PR #667, opened 2021-03-11
Feature/automate install script

BenRacicot:
This is the installation script for MacOS written by myself and Nikhil to automate some or all of Kelp's initial setup.


README.md
```diff
@@ -131,7 +133,9 @@ To compile Kelp from source:
     * `./scripts/build.sh`
 8. Confirm one new binary file exists with version information. 
     * `./bin/kelp version`
-9. Set up CCXT to use an expanded set of priceFeeds and orderbooks (see the [Using CCXT](#using-ccxt) section for details)
+9. Run the GUI
```
nikhilsaraf, line 136: let's swap step 9 and 10. we should run ccxt-rest before we run the GUI

README.md
```diff
@@ -111,7 +111,9 @@ To run the bot in simulation mode, try this command:
 
 _Note for Windows Users: You should use a [Bash Shell][bash] to follow the steps below. This will give you a UNIX environment in which to run your commands and will enable the `./scripts/build.sh` bash script to work correctly._
 
-To compile Kelp from source:
+_Note for MacOS Users: Running [install-macos.sh][install-macos-script] should automate the steps below. (including cloning the Kelp repo to the correct Go folder) Remember, manual installation of PostgreSQL and Docker are additionally required._
+
+## Manual Installation Steps
```
nikhilsaraf, line 116: can you add a section called "Automated Install for MacOS" above this section on "Manual Installation Steps"?
Then you can include the text you have in the note above as part of that section. That will give more importance to your automated script.

scripts/install-macos.sh
```diff
@@ -0,0 +1,268 @@
+#!/bin/bash
+# shellcheck disable=SC2016
+set -e
+
+# Set this machine's dependencies status(es) with the OK flag
```
nikhilsaraf, line 5: can you add to this comment that this variable is what we use as the return value from functions. we do so by updating the value of the OK variable before we return from the function and the calling code can read the OK variable.

scripts/install-macos.sh
```diff
@@ -0,0 +1,268 @@
...
+    VERSION="1.15.7"
+
+    [ -z "$GOROOT" ] && GOROOT="$HOME/go/go-install-do-not-delete"
+    [ -z "$GOPATH" ] && GOPATH="$HOME/go"
+
+    OS="$(uname -s)"
+    ARCH="$(uname -m)"
+
+    case $OS in
+        "Linux")
```
nikhilsaraf, line 64: will this run on Linux too?

scripts/install-macos.sh
```diff
@@ -0,0 +1,268 @@
...
+            esac
+            PLATFORM="linux-$ARCH"
+        ;;
+        "Darwin")
+            PLATFORM="darwin-amd64"
+        ;;
+    esac
+
+    if [ -z "$PLATFORM" ]; then
+        echo "Your operating system is not supported by the script."
```
nikhilsaraf, line 90: can we add the name of the OS that is unsupported?

`echo "Your operating system '$OS' is not supported by the script."`

scripts/install-macos.sh
```diff
@@ -0,0 +1,268 @@
...
+        exit 1
+    fi
+
+    if [ '/bin/bash' == `which bash` ]; then 
+        shell_profile="$HOME/.bashrc"
+        echo "bash is installed"
+    else
+        echo "Kelp requires bash"
```
nikhilsaraf, line 98: we should exit from there if the user does not have bash. a simple exit 2 should work (keeping in mind that we're using different exit codes for different errors)

scripts/install-macos.sh
```diff
@@ -0,0 +1,268 @@
...
+    fi
+
+    {
```
nikhilsaraf, line 101: we can check if GOROOT is defined in the bashrc file before we do this -- so it doesn't repeat it in the bashrc file.

we can achieve this by doing a grep for "export GOROOT" on the $shell_profile and seeing if it retuned any result. you may need to do something like this to check that:

``if [ `grep "export GOROOT" $shell_profile | wc -l` -eq 0 ]; # if equals 0 then we should append``

we can reuse the condition check for `-d "$GOROOT"` that you already have below this append statement

scripts/install-macos.sh
```diff
@@ -0,0 +1,268 @@
...
+    fi
+
+    echo "Extracting File..."
+
+    # sudo chown -R $USER: $HOME # https://github.com/golang/go/issues/27187
+    mkdir -p "$GOROOT"
+
+    tar -C "$GOROOT" --strip-components=1 -xzf "$TEMP_DIRECTORY/go.tar.gz"
+
+    # GOROOT=${GOROOT}
```
nikhilsaraf, line 135: if we dont need this commented out code then we can remove it

scripts/install-macos.sh
```diff
@@ -0,0 +1,268 @@
...
+    # PATH=$GOROOT/bin:$PATH
+    # GOPATH=$GOPATH
+    # PATH=$GOPATH:$PATH
+
+    mkdir -p "${GOPATH}/"{src,pkg,bin}
```
nikhilsaraf, line 140: this is pretty cool, didn't know you could do this!! 💯

scripts/install-macos.sh
```diff
@@ -0,0 +1,268 @@
...
+    echo -e "\nGo $VERSION was installed into $GOROOT.\nMake sure to relogin into your shell or run:"
+    echo -e "\n\ restart script to update your environment variables."
```
nikhilsaraf, line 142: do we need them to restart the script to update the environment vars?

we can just do `source ~/.bashrc` to execute the `.bashrc` file instead

README.md
```diff
@@ -111,7 +111,9 @@ To run the bot in simulation mode, try this command:
 
 _Note for Windows Users: You should use a [Bash Shell][bash] to follow the steps below. This will give you a UNIX environment in which to run your commands and will enable the `./scripts/build.sh` bash script to work correctly._
 
-To compile Kelp from source:
+_Note for MacOS Users: Running [install-macos.sh][install-macos-script] should automate the steps below. (including cloning the Kelp repo to the correct Go folder) Remember, manual installation of PostgreSQL and Docker are additionally required._
```
nikhilsaraf, line 114: just noticed that your script does cloning of the repo too -- I remember we had discussed this last time and how we can take advantage of that. that's super cool.

Can you add to your note here that for MacOS you don't need to clone the directory but can download the automated install script from here and that it will also clone the GitHub repo in the correct location -- and link to the script they should run.

scripts/install-macos.sh
```diff
@@ -0,0 +1,268 @@
...
+    cd $GOPATH/src/github.com/stellar/kelp
+}
+
+# After Golang install Glide
+function installGlide() {
+    echo "Installing Glide."
+    if curl --version; then
+        curl https://glide.sh/get | sh
+    elif wget --version; then
+        wget https://glide.sh/get | sh
```
nikhilsaraf, line 170: this won't work because `glide.sh` doesn't work anymore. we will need to find an alternative way to install glide, maybe using homebrew?

scripts/install-macos.sh
```diff
@@ -0,0 +1,268 @@
...
+
+# After Glide install Astilectron
+function installAstilectron() {
+    go get -u github.com/asticode/go-astilectron-bundler/... 
+    go install github.com/asticode/go-astilectron-bundler/astilectron-bundler
+}
+
+function postGoInstall() {
+    cloneIntoDir
+    isGlide
```
nikhilsaraf, line 187: do we need to invoke `installGlide` here if isGlide is false?

scripts/install-macos.sh
```diff
@@ -0,0 +1,268 @@
...
+    else
+        echo "Goland is not installed"
+    fi
+}
+
+
+#**********************
+# Execute the functions
+#**********************
+cd
```
nikhilsaraf, line 232: can you add a comment here why we are doing this `cd` -- IIRC it was to get to a deterministic starting working directory

scripts/install-macos.sh
```diff
@@ -0,0 +1,268 @@
...
+
+isNode
+if [ $OK ]; then
```
nikhilsaraf, line 235: maybe we can call `checkDeps` here. so it executes all of these checks and we don't need this duplicate code.
then we can reuse the $OK variable and if it is false we can simply to an exit 1.

Example:
```
#checkDeps will set the OK variable to false if at least 1 dependency is missing
checkDeps
if [ $OK ]; then
    # do nothing
else
    exit 1
fi
``` 

Since we don't want to exit in the case where Golang does not exist, we can inline the go check logic from the `checkDeps` function into `postGoInstall()` right after we call `checkDeps` (line 190)

scripts/install-macos.sh
```diff
@@ -0,0 +1,268 @@
...
+        echo "`git version` is installed"
+    else
+        echo "Git is not installed"
+    fi
+
+    isGo
+    if $OK; then
+        echo "`go version` is installed"
+    else
+        echo "Goland is not installed"
```
nikhilsaraf, line 224: this should say Golang instead of Goland -- Goland is a Go-specific IDE so this can be confusing

scripts/install-macos.sh
```diff
@@ -0,0 +1,268 @@
...
+if [ $OK ]; then
+    echo "Git is installed on your machine."
+else
+    echo "Git is not installed on your machine!"
+    exit 1
+fi
+
+isGo
+if $OK; then
+    echo "true for some reason"
```
nikhilsaraf, line 260: this echo statement seems confusing. we don't need to echo anything here since we echo the go version below.

nikhilsaraf (commented):
Added some comments. We should be good to merge after these changes. This is going to be amazing!

nikhilsaraf:
@BenRacicot  based on keybase conversation we can merge this as-is and I can make the suggested changes after this PR is merged. Can you please sign the CLA so we can accept this commit? thanks for the submission! :)
https://forms.gle/9FBgjDnNYv1abnKD7

PR #528, opened 2026-09-07
fix(scanner): a post-persist llm-reachability failure leaves units_count at the disk truth (#516)

### LINKED ISSUE #516: The llm-reachability handler's units_count restore has a narrow post-write divergence window
Found by the astra/evidence-tier adjudication pass on PR #514's dead-store deletion (a NEW derivation, out of that PR's scope, present identically on master):

Between `dataset` being persisted at scanner.py:854 (`write_json(active_dataset_path, dataset, ...)`) and the `result.units_count = pre_llmreach_units_count` restore at :897, the stage body mutates `result.units_count` mid-flow (:885) — if a non-LLM failure fires in that window (e.g., the re-filter raises), the restore at :897 fixes the count, but only because the handler runs. The DELETED dead store (`dataset = None`, PR #514) was never load-bearing here (verified: AST store/load walk, disk-mediated downstream). The residual window: a failure AFTER :854's write but BEFORE :885's mutation would leave `result.units_count` describing the PRE-stage count while the disk dataset describes the POST-stage one — the two invariants the #268 handler guards — and nothing reconciles them on that narrow path.

This is pre-existing on master (identical pre/post #514), narrow (the window is a few lines), and behavior-identical to #268's original finding class. Filed for the maintainer to triage: either extend the #268 test to cover the window, or document that the mid-flow mutation at :885 is the designed restore point.

gadievron:
## What this fixes

Closes #516 — the narrow post-persist divergence window in the llm-reachability handler.

**The window** (re-derived at the fix site): between `write_json(active_dataset_path, dataset)` and the handler's `result.units_count = pre_llmreach_units_count` restore, the stage mutates the count mid-flow (post-re-filter). A failure in the post-write bookkeeping (the `ctx.summary` build indexes the applied-signals summary — a real `KeyError` shape) hit the #268 handler, which **restored the PRE-stage count over a dataset that had already persisted** — leaving `units_count` describing a dataset that no longer exists on disk, while downstream (enhance/analyze) consumes the **disk** (`active_dataset_path`, never the local).

## The fix

- A `dataset_persisted` flag: `False` before the try, set `True` immediately after the atomic write (`write_json` is temp+fsync+`os.replace` — after it returns, disk IS the post-filter state).
- The #268 restore is now **gated on the persist**: restore the pre count only when nothing persisted; leave the post-filter count (== the units on disk) when the dataset landed.
- The skipped step report records `dataset_persisted`, so a degraded-but-persisted stage never reads as "no effects" while downstream consumes the re-filtered dataset.

## Verification

- **RED→GREEN**: the discriminating test injects the failure genuinely *after* the persist (the applied-signals summary missing the key the ctx build indexes — a real `KeyError`, not a mock-side raise): pre-fix the count reported **4 against a 3-unit disk**; post-fix **3 == 3**.
- The #268 pre-write guard suite and the re-filter-loop suite unchanged (11 passed) — the pre-write restore path is pinned intact.
- `units_count` consumers enumerated (scan StepReport, `ScanResult.to_dict`, the CLI envelope's `total_units`) — nothing reads it between the stage and the report, and nothing else changed.

### DIFF
--- a/libs/openant-core/core/scanner.py
+++ b/libs/openant-core/core/scanner.py
@@ -604,6 +604,14 @@ def scan_repository(
             # and that one MUST still abort (bad credentials must not be
             # silently skipped into a "successful" degraded scan).
             pre_llmreach_units_count = result.units_count
+            # #516: whether the re-filtered dataset reached disk. write_json
+            # is ATOMIC (temp + fsync + os.replace) — after it returns, the
+            # disk IS the post-filter dataset and downstream consumes the
+            # DISK (enhance/analyze read active_dataset_path, never this
+            # local). A post-write bookkeeping failure must therefore leave
+            # units_count describing the post-filter state, not restore the
+            # pre-stage count over a persisted dataset.
+            dataset_persisted = False
             try:
                 if dataset is not None:
                     app_ctx_payload = None
@@ -852,6 +860,7 @@ def scan_repository(
                     # Persist final dataset so downstream stages see promoted
                     # entry points, per-unit signals, and the applied filter.
                     write_json(active_dataset_path, dataset, indent=2)
+                    dataset_persisted = True
 
                     ctx.summary = {
                         "units_reviewed": pre_filter_count,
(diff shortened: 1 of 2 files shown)


gadievron:

**Re-derived independently:** RED replay on pristine master = 2 failed (a genuine post-write `KeyError` via the applied-signals summary — the real window, not a mock raise) / GREEN 2/2; the #268 + re-filter suites 9/9 (the pre-write restore path pinned intact); suite 3681/0; ruff clean. **The window closure verified at the atomic level**: `write_json`'s `os.replace` is the last statement of its try (`file_io.py:293`), the flag set immediately after (`scanner.py:863`) — nothing can throw between. `units_count` consumers enumerated and confirmed complete (the scan StepReport, `to_dict`, the CLI envelope's `total_units` — nothing between the stage and the report).

**Fable gate: NOT-REFUTED.** Receipt note: on the summary-build failure path the step report reads `skipped, dataset_persisted: true` without `signals_path` although signals were written (the `ctx.outputs` build is never reached) — disclosed-odd, not wrong.

CI green. Merge-ready.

======

> _What to do_
Gather each line from the listing above that holds "doing".

> _Answer section_
we can achieve this by doing a grep for "export GOROOT" on the $shell_profile and seeing if it retuned any result. you may need to do something like this to check that:
nikhilsaraf, line 232: can you add a comment here why we are doing this `cd` -- IIRC it was to get to a deterministic starting working directory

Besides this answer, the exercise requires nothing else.